Segment Open
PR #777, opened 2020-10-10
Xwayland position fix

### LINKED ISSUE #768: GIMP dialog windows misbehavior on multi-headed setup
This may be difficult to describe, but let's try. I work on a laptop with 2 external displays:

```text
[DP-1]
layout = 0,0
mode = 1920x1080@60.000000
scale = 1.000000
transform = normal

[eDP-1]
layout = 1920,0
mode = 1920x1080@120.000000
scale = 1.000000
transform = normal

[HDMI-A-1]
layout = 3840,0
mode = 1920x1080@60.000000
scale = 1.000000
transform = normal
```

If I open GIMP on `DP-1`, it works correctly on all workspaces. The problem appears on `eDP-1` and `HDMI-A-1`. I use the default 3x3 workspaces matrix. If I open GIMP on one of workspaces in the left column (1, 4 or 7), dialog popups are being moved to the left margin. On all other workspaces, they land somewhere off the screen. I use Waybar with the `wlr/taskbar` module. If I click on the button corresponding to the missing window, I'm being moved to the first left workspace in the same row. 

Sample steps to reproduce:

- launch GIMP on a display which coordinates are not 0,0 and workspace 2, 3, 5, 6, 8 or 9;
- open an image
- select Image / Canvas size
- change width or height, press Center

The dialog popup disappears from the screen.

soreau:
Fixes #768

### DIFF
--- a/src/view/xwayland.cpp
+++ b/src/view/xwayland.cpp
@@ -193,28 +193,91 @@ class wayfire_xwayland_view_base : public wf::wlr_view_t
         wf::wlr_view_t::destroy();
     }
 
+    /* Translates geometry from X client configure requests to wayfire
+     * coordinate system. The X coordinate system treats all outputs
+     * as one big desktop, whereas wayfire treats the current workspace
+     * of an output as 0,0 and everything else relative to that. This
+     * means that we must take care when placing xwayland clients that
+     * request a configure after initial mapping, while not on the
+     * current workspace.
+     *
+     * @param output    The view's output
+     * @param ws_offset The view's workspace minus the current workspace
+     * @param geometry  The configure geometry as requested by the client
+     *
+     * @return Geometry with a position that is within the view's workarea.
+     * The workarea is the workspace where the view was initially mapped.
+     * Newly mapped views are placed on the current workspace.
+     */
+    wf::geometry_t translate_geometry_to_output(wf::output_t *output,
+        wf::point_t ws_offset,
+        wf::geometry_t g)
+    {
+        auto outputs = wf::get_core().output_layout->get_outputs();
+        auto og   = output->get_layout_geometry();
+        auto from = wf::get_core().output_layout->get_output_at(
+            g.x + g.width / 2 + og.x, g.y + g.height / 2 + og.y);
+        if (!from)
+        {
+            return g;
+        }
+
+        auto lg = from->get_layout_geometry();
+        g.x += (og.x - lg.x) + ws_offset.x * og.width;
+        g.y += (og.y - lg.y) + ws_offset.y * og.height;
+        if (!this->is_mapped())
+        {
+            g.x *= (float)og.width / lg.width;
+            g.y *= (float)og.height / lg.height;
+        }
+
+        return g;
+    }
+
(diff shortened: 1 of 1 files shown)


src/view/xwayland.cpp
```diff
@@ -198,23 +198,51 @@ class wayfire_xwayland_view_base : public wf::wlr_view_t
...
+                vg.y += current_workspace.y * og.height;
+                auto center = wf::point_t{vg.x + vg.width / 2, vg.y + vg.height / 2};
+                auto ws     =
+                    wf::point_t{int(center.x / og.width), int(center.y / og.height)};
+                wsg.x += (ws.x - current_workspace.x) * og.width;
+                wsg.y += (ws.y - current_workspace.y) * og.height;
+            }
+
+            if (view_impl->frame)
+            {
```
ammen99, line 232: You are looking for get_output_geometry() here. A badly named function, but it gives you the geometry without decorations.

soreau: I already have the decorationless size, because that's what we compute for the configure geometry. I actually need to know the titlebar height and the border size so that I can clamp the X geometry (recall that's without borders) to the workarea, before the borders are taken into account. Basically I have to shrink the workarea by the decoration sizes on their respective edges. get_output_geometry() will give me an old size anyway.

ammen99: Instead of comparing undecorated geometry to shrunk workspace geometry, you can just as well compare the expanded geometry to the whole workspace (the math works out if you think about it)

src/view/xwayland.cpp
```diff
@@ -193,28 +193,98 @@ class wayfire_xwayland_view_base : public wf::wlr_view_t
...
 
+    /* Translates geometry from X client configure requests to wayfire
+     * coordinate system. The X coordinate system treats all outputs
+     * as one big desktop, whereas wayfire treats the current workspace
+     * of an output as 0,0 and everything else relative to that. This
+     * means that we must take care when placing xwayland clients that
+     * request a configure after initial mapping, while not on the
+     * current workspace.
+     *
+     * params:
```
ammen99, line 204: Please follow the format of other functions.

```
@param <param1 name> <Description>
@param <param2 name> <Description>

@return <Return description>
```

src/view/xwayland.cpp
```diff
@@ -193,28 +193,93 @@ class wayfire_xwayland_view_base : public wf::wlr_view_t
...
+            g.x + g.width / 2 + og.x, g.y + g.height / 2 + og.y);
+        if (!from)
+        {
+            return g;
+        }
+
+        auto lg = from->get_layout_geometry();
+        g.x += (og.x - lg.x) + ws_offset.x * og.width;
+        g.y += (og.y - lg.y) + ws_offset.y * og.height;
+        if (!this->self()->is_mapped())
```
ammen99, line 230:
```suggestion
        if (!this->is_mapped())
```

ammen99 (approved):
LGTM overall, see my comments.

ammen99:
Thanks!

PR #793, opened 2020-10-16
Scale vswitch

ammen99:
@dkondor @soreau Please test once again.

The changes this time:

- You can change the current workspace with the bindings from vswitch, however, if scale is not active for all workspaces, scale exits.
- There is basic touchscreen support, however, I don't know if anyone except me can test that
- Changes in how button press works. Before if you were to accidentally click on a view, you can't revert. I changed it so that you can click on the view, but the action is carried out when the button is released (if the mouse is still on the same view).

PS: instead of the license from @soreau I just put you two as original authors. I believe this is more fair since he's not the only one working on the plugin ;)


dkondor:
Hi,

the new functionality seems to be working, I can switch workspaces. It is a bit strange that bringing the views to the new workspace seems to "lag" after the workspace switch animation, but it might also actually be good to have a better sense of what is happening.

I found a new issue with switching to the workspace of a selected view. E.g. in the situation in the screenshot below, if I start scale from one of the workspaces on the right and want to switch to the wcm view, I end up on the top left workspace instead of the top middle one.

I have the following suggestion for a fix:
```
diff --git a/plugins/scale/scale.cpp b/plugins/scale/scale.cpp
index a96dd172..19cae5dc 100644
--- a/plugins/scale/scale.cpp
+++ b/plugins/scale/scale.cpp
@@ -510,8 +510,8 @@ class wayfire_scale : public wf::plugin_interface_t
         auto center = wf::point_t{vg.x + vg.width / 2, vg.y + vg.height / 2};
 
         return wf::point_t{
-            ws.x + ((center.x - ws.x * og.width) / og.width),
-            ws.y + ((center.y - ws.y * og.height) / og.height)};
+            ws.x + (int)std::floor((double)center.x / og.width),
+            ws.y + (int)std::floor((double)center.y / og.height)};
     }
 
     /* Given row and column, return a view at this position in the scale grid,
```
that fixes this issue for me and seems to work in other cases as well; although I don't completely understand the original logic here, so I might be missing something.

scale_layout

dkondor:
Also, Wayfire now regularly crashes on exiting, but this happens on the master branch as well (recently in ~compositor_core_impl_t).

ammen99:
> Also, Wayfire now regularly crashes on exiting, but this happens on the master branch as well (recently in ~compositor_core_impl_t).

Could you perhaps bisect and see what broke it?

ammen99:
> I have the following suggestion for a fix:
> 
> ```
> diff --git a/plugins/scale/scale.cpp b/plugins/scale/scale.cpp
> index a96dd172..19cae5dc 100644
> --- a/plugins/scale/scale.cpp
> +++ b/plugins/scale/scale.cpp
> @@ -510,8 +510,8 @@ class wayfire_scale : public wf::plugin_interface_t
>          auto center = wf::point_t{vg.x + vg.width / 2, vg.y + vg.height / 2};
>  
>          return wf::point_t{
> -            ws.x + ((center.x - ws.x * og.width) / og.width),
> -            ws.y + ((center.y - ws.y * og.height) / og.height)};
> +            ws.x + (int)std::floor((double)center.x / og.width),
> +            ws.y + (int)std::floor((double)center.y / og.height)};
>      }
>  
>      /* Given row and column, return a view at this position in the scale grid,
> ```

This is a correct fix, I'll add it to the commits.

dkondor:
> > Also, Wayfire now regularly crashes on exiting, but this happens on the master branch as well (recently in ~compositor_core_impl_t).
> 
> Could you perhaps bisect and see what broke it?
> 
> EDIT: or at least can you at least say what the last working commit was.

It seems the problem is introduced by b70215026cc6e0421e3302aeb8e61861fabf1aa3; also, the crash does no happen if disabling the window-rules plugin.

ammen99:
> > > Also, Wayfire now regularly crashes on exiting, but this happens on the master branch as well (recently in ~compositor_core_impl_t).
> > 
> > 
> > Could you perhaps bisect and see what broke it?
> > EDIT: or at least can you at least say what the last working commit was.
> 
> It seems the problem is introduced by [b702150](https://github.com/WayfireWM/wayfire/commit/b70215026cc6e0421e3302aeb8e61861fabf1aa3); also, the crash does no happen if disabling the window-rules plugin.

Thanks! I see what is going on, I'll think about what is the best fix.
Segment Closed
Segment Open
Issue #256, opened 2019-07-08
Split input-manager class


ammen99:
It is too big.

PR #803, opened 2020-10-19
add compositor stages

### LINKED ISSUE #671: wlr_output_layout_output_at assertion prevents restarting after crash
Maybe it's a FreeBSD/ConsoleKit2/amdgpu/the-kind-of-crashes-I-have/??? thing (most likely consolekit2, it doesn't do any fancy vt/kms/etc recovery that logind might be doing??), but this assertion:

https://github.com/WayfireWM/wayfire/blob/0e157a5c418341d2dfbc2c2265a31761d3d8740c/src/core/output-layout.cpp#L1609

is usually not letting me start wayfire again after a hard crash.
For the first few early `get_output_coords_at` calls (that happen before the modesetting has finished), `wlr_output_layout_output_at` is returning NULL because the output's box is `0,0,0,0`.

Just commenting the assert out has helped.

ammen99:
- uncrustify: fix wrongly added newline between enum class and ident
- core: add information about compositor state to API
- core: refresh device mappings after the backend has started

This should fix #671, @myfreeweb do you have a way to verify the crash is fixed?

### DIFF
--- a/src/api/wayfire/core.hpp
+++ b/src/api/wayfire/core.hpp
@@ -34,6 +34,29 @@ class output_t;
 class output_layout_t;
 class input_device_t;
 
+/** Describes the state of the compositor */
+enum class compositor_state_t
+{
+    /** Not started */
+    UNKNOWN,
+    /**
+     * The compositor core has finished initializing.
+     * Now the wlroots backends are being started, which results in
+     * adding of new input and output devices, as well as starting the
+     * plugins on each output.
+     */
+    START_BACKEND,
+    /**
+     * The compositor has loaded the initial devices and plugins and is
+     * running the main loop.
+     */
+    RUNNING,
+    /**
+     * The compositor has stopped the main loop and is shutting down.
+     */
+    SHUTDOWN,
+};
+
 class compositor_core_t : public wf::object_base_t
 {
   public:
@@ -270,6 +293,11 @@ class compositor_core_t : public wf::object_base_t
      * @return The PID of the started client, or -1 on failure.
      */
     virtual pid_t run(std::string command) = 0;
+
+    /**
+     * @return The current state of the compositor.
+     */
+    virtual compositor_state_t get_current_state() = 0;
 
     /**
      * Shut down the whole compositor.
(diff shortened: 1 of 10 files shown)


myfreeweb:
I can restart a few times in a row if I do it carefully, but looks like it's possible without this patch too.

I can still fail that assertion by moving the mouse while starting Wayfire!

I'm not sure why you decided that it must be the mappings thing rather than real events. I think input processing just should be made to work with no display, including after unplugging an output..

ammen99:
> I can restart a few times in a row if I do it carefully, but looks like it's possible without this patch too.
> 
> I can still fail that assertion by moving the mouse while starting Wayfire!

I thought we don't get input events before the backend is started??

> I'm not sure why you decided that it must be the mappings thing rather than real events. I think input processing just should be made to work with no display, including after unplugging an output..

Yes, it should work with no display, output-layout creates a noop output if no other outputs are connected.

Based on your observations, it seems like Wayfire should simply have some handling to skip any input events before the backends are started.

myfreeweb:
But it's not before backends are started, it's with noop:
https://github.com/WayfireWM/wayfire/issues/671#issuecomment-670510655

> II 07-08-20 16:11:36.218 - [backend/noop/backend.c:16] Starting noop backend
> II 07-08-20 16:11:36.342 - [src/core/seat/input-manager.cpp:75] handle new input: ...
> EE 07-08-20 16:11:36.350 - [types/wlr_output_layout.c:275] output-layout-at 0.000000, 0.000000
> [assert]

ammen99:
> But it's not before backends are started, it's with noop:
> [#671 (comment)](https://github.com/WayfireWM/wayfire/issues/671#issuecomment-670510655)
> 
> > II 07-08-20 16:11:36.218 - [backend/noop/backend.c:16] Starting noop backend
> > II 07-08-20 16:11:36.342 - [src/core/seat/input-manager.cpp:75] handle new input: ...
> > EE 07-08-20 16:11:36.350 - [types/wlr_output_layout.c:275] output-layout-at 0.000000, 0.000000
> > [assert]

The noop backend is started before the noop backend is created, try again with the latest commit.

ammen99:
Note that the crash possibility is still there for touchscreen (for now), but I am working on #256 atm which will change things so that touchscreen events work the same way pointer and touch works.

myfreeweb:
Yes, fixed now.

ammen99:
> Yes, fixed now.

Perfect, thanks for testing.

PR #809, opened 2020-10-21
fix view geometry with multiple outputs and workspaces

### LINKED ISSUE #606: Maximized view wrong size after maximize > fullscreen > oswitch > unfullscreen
Segment Closed
Segment Open
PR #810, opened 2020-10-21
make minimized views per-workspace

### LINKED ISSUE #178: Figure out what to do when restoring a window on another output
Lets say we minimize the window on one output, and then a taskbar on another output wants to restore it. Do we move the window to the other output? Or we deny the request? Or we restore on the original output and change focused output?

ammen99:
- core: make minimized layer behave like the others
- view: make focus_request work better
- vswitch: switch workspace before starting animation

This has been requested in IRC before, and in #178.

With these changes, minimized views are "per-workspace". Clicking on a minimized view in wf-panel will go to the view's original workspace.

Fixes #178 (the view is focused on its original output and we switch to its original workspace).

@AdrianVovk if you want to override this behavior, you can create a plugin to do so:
Segment Closed
→ **EXERCISE DETAILS**
Among the lines of the records, copy out each one that contains the word "virtual".

→ **OUTPUT FOR THIS TASK**
     virtual pid_t run(std::string command) = 0;
+    virtual compositor_state_t get_current_state() = 0;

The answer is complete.